Gli scontri nel quartiere di Mong Kok hanno portato ai primi feriti e ai primi arresti, almeno due. Altre otto persone si troverebbero in stato di fermo. Sono centinaia gli agenti impiegati in questa zona dove, nelle scorse ore è esplosa la rabbia tra gli studenti e centinaia di persone identificate come anti-Occupy.

Benny Tai, uno dei leader di Occupy Central, ha dichiarato di temere un coinvolgimento della Triade (organizzazione criminale) dietro gli attacchi al movimento che da giorni occupa le strade della città.
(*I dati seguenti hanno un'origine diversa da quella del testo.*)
PR #4136, opened 2019-11-20
Block server type update when server is assigned DSes

### LINKED ISSUE #4113: TO: Can Update a Server's Type after its been assigned to Delivery Service
## I'm submitting a ...

- [X] bug report
- [ ] other 

- [ ] CDN in a Box
- [ ] Documentation
- [ ] Grove
- [ ] Traffic Control Client
- [ ] Traffic Monitor
- [X] Traffic Ops
- [ ] Traffic Ops ORT
- [ ] Traffic Portal
- [ ] Traffic Router
- [ ] Traffic Stats
- [ ] Traffic Vault
- [ ] unknown

## Current behavior:

Delivery Service Required Capability is created before any Servers are assigned to a Delivery Service. 
Making a  `POST` Request to `https://{{TO_BASE_URL}}/api/{{api_version}}/deliveryserviceserver` with a server of  type other than `EDGE` is allowed in the API.
Updating that same server: `PUT` `https://{{TO_BASE_URL}}/api/{{api_version}}/servers/{id}/` to Type `EDGE` is allowed. Even though that server does not have the required capability associated to it.
## Expected / new behavior:

1. Should not be allowed to link a server of ANY type to a delivery service, ONLY Edge and Origin
2. Should not be allowed to update a server's type when linked to a delivery service.

mhoppa:

- [x] This PR fixes #4113 

- Traffic Ops

Run API tests or manually attempt to change a servers type that is assigned to DSes and that is not assigned to DSes. The latter should pass but the first should pass.

### DIFF
--- a/traffic_ops/testing/api/v14/servers_test.go
+++ b/traffic_ops/testing/api/v14/servers_test.go
@@ -101,7 +101,7 @@ func UpdateTestServers(t *testing.T) {
 		t.Fatalf("cannot GET Server Types: %v", err)
 	}
 	if len(serverTypes) < 2 {
-		t.Fatal("GET Server Types returned no types, must have at least 2 to test invalid type server update")
+		t.Fatal("GET Server Types returned less then 2 types, must have at least 2 to test invalid type server update")
 	}
 	for _, t := range serverTypes {
 		if t.ID != remoteServer.TypeID {
--- a/traffic_ops/testing/api/v14/servers_test.go
+++ b/traffic_ops/testing/api/v14/servers_test.go
@@ -23,7 +23,7 @@ import (
 )
 
 func TestServers(t *testing.T) {
-	WithObjs(t, []TCObj{CDNs, Types, Parameters, Profiles, Statuses, Divisions, Regions, PhysLocations, CacheGroups, Servers}, func() {
+	WithObjs(t, []TCObj{CDNs, Types, Tenants, Users, Parameters, Profiles, Statuses, Divisions, Regions, PhysLocations, CacheGroups, DeliveryServices, Servers}, func() {
 		UpdateTestServers(t)
 		GetTestServers(t)
 	})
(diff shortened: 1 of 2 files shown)


traffic_ops/testing/api/v14/servers_test.go
```diff
@@ -87,6 +87,41 @@ func UpdateTestServers(t *testing.T) {
...
+	if len(dses) < 1 {
+		t.Fatal("GET DeliveryServices returned no dses, must have at least 1 to test invalid type server update")
+	}
+
+	serverTypes, _, err := TOSession.GetTypes("server")
+	if err != nil {
+		t.Fatalf("cannot GET Server Types: %v", err)
+	}
+	if len(serverTypes) < 2 {
+		t.Fatal("GET Server Types returned no types, must have at least 2 to test invalid type server update")
```
ocket8888: It's possible that it returned 1 type, not no types

traffic_ops/traffic_ops_golang/server/servers.go
```diff
@@ -36,7 +39,7 @@ import (
 
 	"github.com/apache/trafficcontrol/traffic_ops/traffic_ops_golang/deliveryservice"
 	"github.com/apache/trafficcontrol/traffic_ops/traffic_ops_golang/tenant"
-	"github.com/go-ozzo/ozzo-validation"
+	validation "github.com/go-ozzo/ozzo-validation"
```
ocket8888: why?

traffic_ops/traffic_ops_golang/server/servers.go
```diff
@@ -322,6 +325,27 @@ func (sv *TOServer) Update() (error, error, int) {
...
+	}
+
+	// If type is changing ensure it isnt assigned to any DSes
+	if typeID != *sv.TypeID {
+		dsIDs := []int64{}
+		if err := sv.APIInfo().Tx.QueryRowx("SELECT ARRAY(SELECT deliveryservice FROM deliveryservice_server WHERE server = $1)", sv.ID).Scan(pq.Array(&dsIDs)); err != nil && err != sql.ErrNoRows {
+			return nil, fmt.Errorf("getting server assigned delivery services: %v", err), http.StatusInternalServerError
+		}
+		if len(dsIDs) != 0 {
+			return errors.New("server type can not be updated when it is currently assigned to delivery services"), nil, http.StatusBadRequest
```
ocket8888: Personally I like [`409 Conflict`](https://developer.mozilla.org/en-US/docs/Web/HTTP/Status/409) for things like this. Do with that what you will.

traffic_ops/testing/api/v14/servers_test.go
mhoppa: good catch

traffic_ops/traffic_ops_golang/server/servers.go
mhoppa: just matched how its being called in code but 🤷‍♂ ill change it back

ocket8888: I've seen that in few places, but the package is named `validation` already, so idk why. Maybe it used to be necessary when the package name didn't match the terminating directory name?

rob05c: +1 on removing the alias. Yeah, we have a bunch of places that do it, I'm guessing whoever added the library first didn't realize Go follows the package name, not the directory; and everyone else just copied it. If it's an idiom, IMO it's an antipattern and we should remove them.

La polizia, ora, a Mong Kok, fatica a mantenere l'ordine mentre i disordini proseguono a più riprese tra migliaia di persone che occupano la strada fronteggiandosi a distanza ravvicinata.

In un accordo in extremis, ieri sera, il contestato governatore Leung Chun-yin aveva detto che non si sarebbe dimesso come chiedeva la piazza ma aveva concesso l'avvio di un dialogo e la maggior parte dei dimostranti in serata era tornato a casa, ma oltre 100 persone sono rimaste a bloccare l'uscita di un palazzo governativo sulla Lung Wo Road.

Della situazione continuano a risentire i mercati: nuovo calo in Borsa per la piazza di Hong Kong, con l'indice Hang Seng che ha aperto a -1,16 per cento.

I rapporti tra i manifestanti e la polizia si sono deteriorate da quando domenica gli agenti hanno iniziato a fare ricorso massiccio all'uso di gas lacrimogeni e urticanti e ieri sono state viste arrivare casse di proiettili di gomma.

Pechino ha intanto nuovamente ribadito il forte sostegno a Leung - di cui l'opposizione come un “mantra” chiede le dimissioni - e alla polizia contro «gli atti illegali» dei manifestanti. Da ultimo, oggi, un editoriale del Quotidiano del Popolo, organo del Partito Comunista, conferma l'irremovibile posizione cinese sulle elezioni del 2017: «La decisione (del 31 agosto) dell'attuale comitato del Congresso Nazionale del Popolo, è una decisione necessaria e la sola decisione» aggiungendo che i dimostranti stanno agendo «contro i principi legali e sono destinati a fallire».

I moti in quella che fino al 1997 è stata ex colonia britannica sono stati scatenati il 31 agosto quando è stato annunciato che ad Hong Kong (formalmente una “Regione Amministrativa Separata” le cui relazioni con Pechino sono regolate in base al principio «uno stato, due sistemi») nel 2017 il successore del governatore Leung, definito «chief executive», sarà scelto dai residenti ma tra una rosa di candidati scelti da Pechino.